PR #1119, opened 2017-11-28
Switch to uglifyjs-webpack-plugin

sudo-suhas:
### Summary

This switches to [`uglifyjs-webpack-plugin`](https://github.com/webpack-contrib/uglifyjs-webpack-plugin) for minification which uses [UglifyJS v3 (`uglify-es`)](https://npmjs.com/package/uglify-es) to minify javascript. 

### Why is this required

* * * *

**Task instructions:** From the records above, copy each line that contains the word "plugin".

**Answer to the problem:**
Switch to uglifyjs-webpack-plugin
This switches to [`uglifyjs-webpack-plugin`](https://github.com/webpack-contrib/uglifyjs-webpack-plugin) for minification which uses [UglifyJS v3 (`uglify-es`)](https://npmjs.com/package/uglify-es) to minify javascript. 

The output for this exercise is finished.